## [To do]
The lines below that include the word "link" are to be reported.

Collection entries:
PR #51, opened 2020-07-06
Check link field and type of alert fields exist before preprocessing

### LINKED ISSUE #50: InvalidArgumentException: Field link is unknown. if link field is removed
Error seems related to moving link in preprocess_localgov_alert_banner.
This was discovered whilst viewing a banner in a new alert type, though will also occur if the link field is removed.

The preprocess should check the link field exists first before trying to alter it.

danchamp:
Closes #50

### DIFF
--- a/localgov_alert_banner.page.inc
+++ b/localgov_alert_banner.page.inc
@@ -34,14 +34,19 @@ function template_preprocess_localgov_alert_banner(array &$variables) {
   /** @var AlertBannerEntity $entity */
   $entity = $variables['elements']['#localgov_alert_banner'];
 
-  // Set default link text
-  if ($entity->get('link')->title === '') {
-    $variables['content']['link'] = Link::fromTextAndUrl(t('More information'), Url::fromUri($entity->get('link')->uri))->toString();
+  // Set default link text if field exists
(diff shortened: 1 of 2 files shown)


andybroomfield:
I'm seeing the following when creating a new alert banner entity of a test type.
Screenshot 2020-07-07 at 9 54 07 am

danchamp:
That's expected behaviour for a new default entity type I think. What's rendered is the title field with label visible, and the admin link is the Authored by field which renders without a label by default. Presumably we'd expect these to be over-ridden in 'Manage display' for the entity type, or via twig?

andybroomfield:
> That's expected behaviour for a new default entity type I think. What's rendered is the title field with label visible, and the admin link is the Authored by field which renders without a label by default. Presumably we'd expect these to be over-ridden in 'Manage display' for the entity type, or via twig?

Yes, just checking those. @danchamp.
It clears the error so I'm good for these to be merged.

Screenshot 2020-07-07 at 10 03 35 am

How we might set up default fields and manage display can be another issue.
Screenshot 2020-07-07 at 10 03 17 am

Ideally we also could do with a test, but that can be added later.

## [Solution for this exercise]
Check link field and type of alert fields exist before preprocessing
### LINKED ISSUE #50: InvalidArgumentException: Field link is unknown. if link field is removed
Error seems related to moving link in preprocess_localgov_alert_banner.
This was discovered whilst viewing a banner in a new alert type, though will also occur if the link field is removed.
The preprocess should check the link field exists first before trying to alter it.
-  // Set default link text
-  if ($entity->get('link')->title === '') {
-    $variables['content']['link'] = Link::fromTextAndUrl(t('More information'), Url::fromUri($entity->get('link')->uri))->toString();
+  // Set default link text if field exists
That's expected behaviour for a new default entity type I think. What's rendered is the title field with label visible, and the admin link is the Authored by field which renders without a label by default. Presumably we'd expect these to be over-ridden in 'Manage display' for the entity type, or via twig?
> That's expected behaviour for a new default entity type I think. What's rendered is the title field with label visible, and the admin link is the Authored by field which renders without a label by default. Presumably we'd expect these to be over-ridden in 'Manage display' for the entity type, or via twig?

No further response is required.